Saved entries
╔══
Issue #3238, opened 2021-12-15
Full support for transient permissions through Vault API


Sataniel98:
### Description

LuckPerms does not implement the methods of Vault's permission API related to transient permissions:

* public boolean playerAddTransient(OfflinePlayer player, String permission)
* public boolean playerAddTransient(Player player, String permission)
* public boolean playerAddTransient(String worldName, OfflinePlayer player, String permission)
* public boolean playerAddTransient(String worldName, Player player, String permission)
* public boolean playerRemoveTransient(String worldName, OfflinePlayer player, String permission)
* public boolean playerRemoveTransient(String worldName, Player player, String permission)

See:

* https://github.com/LuckPerms/LuckPerms/blob/master/bukkit/src/main/java/me/lucko/luckperms/bukkit/vault/LuckPermsVaultPermission.java
* https://github.com/LuckPerms/LuckPerms/blob/master/bukkit/src/main/java/me/lucko/luckperms/bukkit/vault/AbstractVaultPermission.java
* https://github.com/MilkBowl/VaultAPI/blob/master/src/main/java/net/milkbowl/vault/permission/Permission.java#L203

It seems when these methods are called with LuckPerms, the add methods work but the remove methods don't "thanks" to the default implementation.

### Reproduction Steps

The problem was brought to my attention by users of my plugin and I confirmed the issue isn't on my end with a permission plugin that overrides the methods.

### Expected Behaviour

Removal of transient permissions

### Server Details

3360-Spigot-f65de01-c2e0bbd

### LuckPerms Version

5.3-SNAPSHOT (source code master)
╚══
Exercise brief - Starting at the line with "It seems when", restate each line through the end of the records, both ends included, and stop there.

Written answer -
It seems when these methods are called with LuckPerms, the add methods work but the remove methods don't "thanks" to the default implementation.

### Reproduction Steps

The problem was brought to my attention by users of my plugin and I confirmed the issue isn't on my end with a permission plugin that overrides the methods.

### Expected Behaviour

Removal of transient permissions

### Server Details

3360-Spigot-f65de01-c2e0bbd

### LuckPerms Version

5.3-SNAPSHOT (source code master)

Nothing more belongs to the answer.